Brief – Once you have read the entries, please say how many lines hold the string "platform", giving the number only.

[Data excerpts]
○ ○ ○

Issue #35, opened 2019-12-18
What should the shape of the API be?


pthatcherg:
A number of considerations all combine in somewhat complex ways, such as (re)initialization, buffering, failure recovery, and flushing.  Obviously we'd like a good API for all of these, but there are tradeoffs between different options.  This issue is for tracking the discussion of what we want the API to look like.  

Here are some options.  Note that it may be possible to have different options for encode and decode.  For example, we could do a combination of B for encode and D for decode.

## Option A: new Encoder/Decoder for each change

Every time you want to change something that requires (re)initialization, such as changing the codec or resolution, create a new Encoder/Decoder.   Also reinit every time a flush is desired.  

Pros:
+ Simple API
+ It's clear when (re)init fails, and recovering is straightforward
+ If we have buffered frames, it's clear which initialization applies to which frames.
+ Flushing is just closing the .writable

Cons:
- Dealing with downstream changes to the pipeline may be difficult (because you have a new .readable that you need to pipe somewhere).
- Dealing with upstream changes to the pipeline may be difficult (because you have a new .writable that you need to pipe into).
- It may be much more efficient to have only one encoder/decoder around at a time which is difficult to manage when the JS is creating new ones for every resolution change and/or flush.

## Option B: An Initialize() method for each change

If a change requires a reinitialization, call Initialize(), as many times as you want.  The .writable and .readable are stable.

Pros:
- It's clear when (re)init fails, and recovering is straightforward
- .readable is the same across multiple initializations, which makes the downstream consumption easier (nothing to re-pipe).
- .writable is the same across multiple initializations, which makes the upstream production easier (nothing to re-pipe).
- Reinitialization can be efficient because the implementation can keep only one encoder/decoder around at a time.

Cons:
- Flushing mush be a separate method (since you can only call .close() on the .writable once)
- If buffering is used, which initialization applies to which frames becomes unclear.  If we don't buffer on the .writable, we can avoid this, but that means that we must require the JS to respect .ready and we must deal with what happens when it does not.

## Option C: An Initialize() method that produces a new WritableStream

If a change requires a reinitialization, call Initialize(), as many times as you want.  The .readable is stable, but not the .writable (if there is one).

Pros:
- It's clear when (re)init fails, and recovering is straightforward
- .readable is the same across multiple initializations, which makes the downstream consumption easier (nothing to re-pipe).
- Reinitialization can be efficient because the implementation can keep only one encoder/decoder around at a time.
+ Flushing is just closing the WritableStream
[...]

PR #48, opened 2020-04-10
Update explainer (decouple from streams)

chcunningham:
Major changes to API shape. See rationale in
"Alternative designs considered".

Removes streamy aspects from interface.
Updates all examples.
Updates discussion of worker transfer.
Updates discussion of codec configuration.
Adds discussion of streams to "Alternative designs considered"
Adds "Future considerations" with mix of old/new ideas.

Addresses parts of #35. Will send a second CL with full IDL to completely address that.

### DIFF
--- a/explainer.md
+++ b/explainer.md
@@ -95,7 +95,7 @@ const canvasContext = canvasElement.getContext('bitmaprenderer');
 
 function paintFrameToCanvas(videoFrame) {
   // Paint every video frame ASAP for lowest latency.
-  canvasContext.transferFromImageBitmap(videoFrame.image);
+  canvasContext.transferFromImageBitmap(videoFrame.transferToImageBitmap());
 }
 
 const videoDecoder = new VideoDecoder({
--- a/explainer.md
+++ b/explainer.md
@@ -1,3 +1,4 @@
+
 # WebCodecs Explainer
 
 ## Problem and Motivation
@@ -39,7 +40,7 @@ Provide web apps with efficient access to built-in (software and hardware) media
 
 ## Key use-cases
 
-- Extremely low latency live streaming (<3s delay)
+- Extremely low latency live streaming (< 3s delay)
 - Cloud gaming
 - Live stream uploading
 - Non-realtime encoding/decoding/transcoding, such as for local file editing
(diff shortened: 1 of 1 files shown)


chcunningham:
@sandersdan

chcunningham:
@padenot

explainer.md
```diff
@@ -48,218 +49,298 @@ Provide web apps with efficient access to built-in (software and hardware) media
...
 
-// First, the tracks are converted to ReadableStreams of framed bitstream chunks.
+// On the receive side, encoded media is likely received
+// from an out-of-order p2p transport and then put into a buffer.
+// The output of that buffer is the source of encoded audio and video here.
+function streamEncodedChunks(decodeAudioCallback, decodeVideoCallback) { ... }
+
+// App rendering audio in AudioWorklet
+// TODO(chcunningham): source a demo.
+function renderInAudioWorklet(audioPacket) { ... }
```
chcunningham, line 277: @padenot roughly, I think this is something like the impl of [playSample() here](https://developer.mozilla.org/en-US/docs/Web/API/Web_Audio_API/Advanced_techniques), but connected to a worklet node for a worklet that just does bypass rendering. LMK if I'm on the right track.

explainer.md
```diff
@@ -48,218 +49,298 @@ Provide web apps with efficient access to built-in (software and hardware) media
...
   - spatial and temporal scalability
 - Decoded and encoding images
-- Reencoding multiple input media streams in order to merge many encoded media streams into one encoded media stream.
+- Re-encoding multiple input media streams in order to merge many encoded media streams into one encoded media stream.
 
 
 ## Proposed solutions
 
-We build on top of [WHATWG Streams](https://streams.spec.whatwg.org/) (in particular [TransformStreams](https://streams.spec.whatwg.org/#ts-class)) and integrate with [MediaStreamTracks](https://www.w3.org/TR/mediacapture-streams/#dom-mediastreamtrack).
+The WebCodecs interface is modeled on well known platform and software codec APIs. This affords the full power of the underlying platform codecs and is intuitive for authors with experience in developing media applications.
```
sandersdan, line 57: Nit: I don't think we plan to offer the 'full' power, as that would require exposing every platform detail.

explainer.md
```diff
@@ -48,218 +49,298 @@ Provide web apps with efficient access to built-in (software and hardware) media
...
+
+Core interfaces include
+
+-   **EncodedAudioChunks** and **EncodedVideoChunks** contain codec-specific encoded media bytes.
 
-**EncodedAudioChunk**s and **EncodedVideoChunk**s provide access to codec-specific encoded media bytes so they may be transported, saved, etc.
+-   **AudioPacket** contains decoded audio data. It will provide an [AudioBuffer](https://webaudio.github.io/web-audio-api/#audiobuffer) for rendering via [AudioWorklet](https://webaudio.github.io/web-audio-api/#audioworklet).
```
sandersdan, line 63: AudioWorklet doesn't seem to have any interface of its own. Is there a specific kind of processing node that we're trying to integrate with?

○ ○ ○

Response for this exercise – 2